Paris, Editions du Seuil. 2008. 261 pages
Le 2 juin 1880, Olivier de Sanderval quitta Timbo avec ses fidèles, Mâly et Mâ-Yacine, sa vingtaine de tirailleurs sénégalais et ses cent porteurs. Sous les vérandas, derrière les palissades ou sur le faîte des manguiers, la ville surexcitée le regarda partir. Certains apportèrent des cadeaux, d'autres écrasèrent une larme. Une foule de notables, parmi lesquels Paate et Bookar-Biro, l'accompagnèrent sur une demi-journée de marche. En plus de Moodi Saidou, son secrétaire, l'Almaami avait ajouté à l'escorte nombre de captifs et de griots ainsi que le marabout de la cour.

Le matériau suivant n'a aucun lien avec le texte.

PR #5857, opened 2026-08-25
Route 3DS card payments past the wallet/voucher flow under Dynamic Payment Methods

wjrosa:
Fixes STRIPE-1411

#5683 made eligible on-session Optimized Checkout payments create intents with `automatic_payment_methods`, so the intent's `payment_method_types` lists every PMC-enabled method instead of the customer's selection. Two places still read that list as the selection: the voucher/wallet branches in `get_redirect_url()`, which sent 3DS card payments into the wallet/voucher client flow ("Invalid wallet payment type", order stuck pending), and the intersect in `process_payment_with_payment_method()` that suppressed returning `payment_method` for Blocks to save.

Both sites now gate on the resolved selected payment type via a shared private helper, keeping the intent-types intersect only as a fallback when no selection reference is available.

**Backward compatibility:** no public symbols, hooks, or option keys change. Explicit-types intents (non-OC, subscriptions, saved tokens, express) list only the selected method, so their behavior is unchanged.

**Note on the 3DS experience:** under Dynamic Payment Methods the 3DS challenge is a full-page redirect to Stripe's hosted page, not the on-page modal. That comes from #5683: the intent is confirmed server side with a `return_url` and without `use_stripe_sdk`, and for that shape Stripe returns `next_action.redirect_to_url`. This PR does not change that behavior, it is just the first place it becomes visible, because before this fix the 3DS payment failed before reaching the redirect. Restoring the modal is tracked in #5892.

Verified locally: 3DS card `4000 0027 6000 3184` completes on classic and Blocks checkout (order reaches `processing`); selecting WeChat Pay still shows the QR modal. Follow-up under STRIPE-1411: add an SCA scenario to the `optimized-checkout` E2E project.

## Testing instructions

1. Use a test account whose PMC has WeChat Pay (or Cash App Pay / a voucher method) active, with Optimized Checkout on and Adaptive Pricing not active for the session.
2. On classic checkout, pay with the 3DS test card `4000 0027 6000 3184` using a new payment method. The hosted 3D Secure page should open; click **Complete** and confirm the order is `processing`.
3. Repeat on Blocks checkout.
4. Pay with WeChat Pay: the QR modal should still appear.

---

### Changelog entry

<details>

#### Comment

</details>

**Post merge**


tests/phpunit/payment-methods/class-wc-stripe-upe-payment-gateway-test.php
```diff
@@ -957,6 +957,105 @@ public function test_process_payment_deferred_intent_with_required_action_return
 		$this->assertMatchesRegularExpression( "/#wc-stripe-confirm-pi:{$order_id}:{$mock_intent->client_secret}/", $response['redirect'] );
 	}
 
+	/**
+	 * A 3DS card payment must not be routed into the wallet/voucher client flow when the intent's
+	 * `payment_method_types` also lists wallet/voucher methods, as happens under Dynamic Payment
+	 * Methods where the intent carries every PMC-enabled method rather than the customer's selection.
```
daledupreez: Nit: We should use Optimized Checkout Suite.
```suggestion
	 * `payment_method_types` also lists wallet/voucher methods, as happens under Optimized Checkout
	 * Suite where the intent lists every PMC-enabled method rather than the customer's selection.
```

tests/phpunit/payment-methods/class-wc-stripe-upe-payment-gateway-test.php
```diff
@@ -957,6 +957,105 @@ public function test_process_payment_deferred_intent_with_required_action_return
...
+	 *
+	 * @param object|null $next_action               The intent's next_action.
+	 * @param string      $expected_redirect_pattern  Regex the response redirect must match.
+	 * @param bool        $expects_payment_method     Whether the response must expose `payment_method` for Blocks to save.
+	 *
+	 * @dataProvider provide_process_payment_deferred_intent_with_dpm_intent_types_uses_card_flow
+	 */
+	public function test_process_payment_deferred_intent_with_dpm_intent_types_uses_card_flow( $next_action, $expected_redirect_pattern, $expects_payment_method ) {
```
daledupreez: Nit: As above, `ocs` instead of `dpm`.
```suggestion
	 * @dataProvider provide_process_payment_deferred_intent_with_ocs_intent_types_uses_card_flow
	 */
	public function test_process_payment_deferred_intent_with_ocs_intent_types_uses_card_flow( $next_action, $expected_redirect_pattern, $expects_payment_method ) {
```

tests/phpunit/payment-methods/class-wc-stripe-upe-payment-gateway-test.php
daledupreez: My AI reviewer flagged that we should test that things still work for WeChat Pay when card and other elements are in this list. So it could work to expand this list to include card and Link. Though maybe this test case belongs on the OCS gateway test class?

includes/payment-methods/class-wc-stripe-upe-payment-gateway.php
```diff
@@ -1810,7 +1810,7 @@ private function process_payment_with_payment_method( int $order_id ) {
 			if ( in_array( $payment_intent->status, WC_Stripe_Intent_Status::REQUIRES_CONFIRMATION_OR_ACTION_STATUSES, true )
 				&& WC_Stripe_Payment_Methods::BLIK !== $selected_payment_type ) {
 				$wallet_and_voucher_methods        = array_merge( WC_Stripe_Payment_Methods::VOUCHER_PAYMENT_METHODS, WC_Stripe_Payment_Methods::WALLET_PAYMENT_METHODS );
-				$contains_wallet_or_voucher_method = isset( $payment_intent->payment_method_types ) && count( array_intersect( $wallet_and_voucher_methods, $payment_intent->payment_method_types ) ) !== 0;
+				$contains_wallet_or_voucher_method = $this->is_payment_using_method_types( $wallet_and_voucher_methods, $this->get_selected_payment_type_from_info( $payment_information ), $payment_intent );
```
daledupreez: Should we re-derive `$selected_payment_type` before this code block? It feels like `$selected_payment_type` might not match the return value from `$this->get_selected_payment_type_from_info( $payment_information )`.

includes/payment-methods/class-wc-stripe-upe-payment-gateway.php
```diff
@@ -4437,6 +4437,27 @@ protected function get_redirect_url( $return_url, $payment_intent, $payment_info
...
+	 * `payment_method_types` lists every PMC-enabled method, not the customer's selection.
+	 * The intent-types intersect remains as a fallback when there is no selection reference.
+	 *
+	 * @param string[] $payment_method_types  Payment method types to match against.
+	 * @param string   $selected_payment_type The resolved selected payment type, '' when unknown.
+	 * @param object   $payment_intent        The Stripe payment intent.
+	 *
+	 * @return bool
+	 */
+	private function is_payment_using_method_types( array $payment_method_types, string $selected_payment_type, $payment_intent ): bool {
```
daledupreez, line 4453: My AI review tool flagged the following concern with the pre-existing code. I am not sure that it's worth tackling this in this PR.

#### Under OC, a degraded Stripe PM fetch can resolve the selection to `'card'`**

`includes/payment-methods/class-wc-stripe-upe-payment-gateway.php:4453`

`WC_Stripe_API::retrieve()` can return `null` (401 error-count threshold) or a `WP_Error` (outage) without throwing; `prepare_payment_information_from_request()` normalizes that to `(object) []` (`:3557-3560`), so `payment_method_details->type` is absent, the OCS override falls through to the parent, and under OC the form value maps to `'card'` (`:3846`). A WeChat Pay payment then resolves to `'card'` and skips the wallet branch.

Being straight about the delta: **the pre-change code was equally broken in this state** — it emitted `#wc-stripe-wallet-{id}:card:…`, which `confirmWalletPayment`'s `default` case rejects outright (`client/classic/upe/payment-processing.js:1633-1637`). So the change makes an already-broken path *quieter*, it does not create one. It also needs a stale 401 counter or an outage affecting GETs while POSTs still succeed. Recording it for awareness rather than as an ask.

*A tempting fix that I'd advise against:* having the OCS override return `''` when `payment_method_details->type` is missing. That condition is not specific to API degradation — `payment_method_details` is `(object) []` on **every** confirmation-token/express OCS payment (whenever `payment_method_id` is empty). Returning `''` there reaches `intent-controller:1281-1282`, where `get_payment_method_instance( '' )` returns `null` and `$payment_method->is_reusable()` is then dereferenced whenever `has_subscription` is truthy — a fatal on an OCS express subscription purchase. It would also emit `#wc-stripe-voucher-{id}::{secret}:{url}`, which the client hash parser expects to have non-empty segments. If this is ever worth closing, it needs scoping to "PM id was present but the fetch failed" *plus* a null guard at the intent-controller site.

_Written by AI; approved by me._

daledupreez (commented):
Overall, this is working as described. That said, there is one behavioural change that is not documented in this PR: 3DS challenges now require a full-page redirect and no longer show a modal window. Is that intentional or expected?

includes/payment-methods/class-wc-stripe-upe-payment-gateway.php
wjrosa: They read the same array key and nothing changes it in between, so they cannot diverge. But I switched to the local variable to make that clear: 47af77b49

tests/phpunit/payment-methods/class-wc-stripe-upe-payment-gateway-test.php
wjrosa: Done in 47af77b49. I kept the test here because the routing logic lives in the UPE gateway and the OCS gateway inherits it.

includes/payment-methods/class-wc-stripe-upe-payment-gateway.php
wjrosa: Thanks for recording this. Agreed it is pre-existing and fails the same way before this change, so I will keep it out of this PR and note it as a possible follow-up.

daledupreez:
@wjrosa, this is working as described, but I still don't know whether the "loss" of the 3DS modal in favour of a full-page redirect is expected or intentional, as that is not documented in your comments or the PR description.

wjrosa:
It is not intentional in this PR, it comes from #5683. The DPM intent is confirmed server side with a `return_url` and without `use_stripe_sdk`, and for that shape Stripe returns a hosted redirect for 3DS instead of the modal. I confirmed this against the API in test mode: adding `use_stripe_sdk: true` to the same request brings back the modal next action.

So the modal can be restored with a small change (we already send `use_stripe_sdk` for setup intents, just not for payment intents). I would do that in a follow-up to keep this PR scoped to the bug, but I can fold it in here if you prefer.

daledupreez:
@wjrosa, I think it's worth a note in the PR description that the upstream PR was the original source of the change, and this PR doesn't modify it. The key issue is that this PR is the first place where this new behaviour for 3DS is visible, so we should have some explicit documentation for that.

And I am more than happy to have this be tackled in a follow-up rather than this PR.

wjrosa:
Done. I added a note to the PR description explaining that the redirect behavior comes from #5683 and is only first visible here, and I opened #5892 for restoring the modal in a follow-up.

daledupreez (approved):
Thanks for making the updates to the PR description. 🚢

« Même les rois ne sont pas traités ainsi, se réjouit-il en regardant tout ce beau monde à cheval réuni rien que pour lui. Je crois que j'ai réussi à mettre un pied dans ce pays de tartufes et de brouillards. A nous deux, Fouta ! »
L'inactivité l'avait usé bien plus que la fringale et les maladies. C'était un solide gaillard habitué aux baignades et aux longues marches. Il avait besoin de bouger pour garder ses esprits. Or, en
deux mois à Timbo, il n'avait ni fait de l'aviron ni escaladé une montagne. Sa gymnastique s'était résumée à quelques promenades dans les ruelles et à ses chasses aux papillons, toujours suivies de près par les mal élevés et les espions. Et maintenant, le grand air de la liberté. Il avait pour lui le chemin jusqu'à la côte et les merveilles inépuisables du Fouta. Voici les chutes de Gongoore, les falaises de Duɓɓel, les forêts à singes de Puuku ! Le vent était doux, le soleil gai. La brousse sentait fort le jasmin et le piment… Il respirait mieux… Les rivières et leurs lianes odorantes… Encore une cascade, une lande, un vallon…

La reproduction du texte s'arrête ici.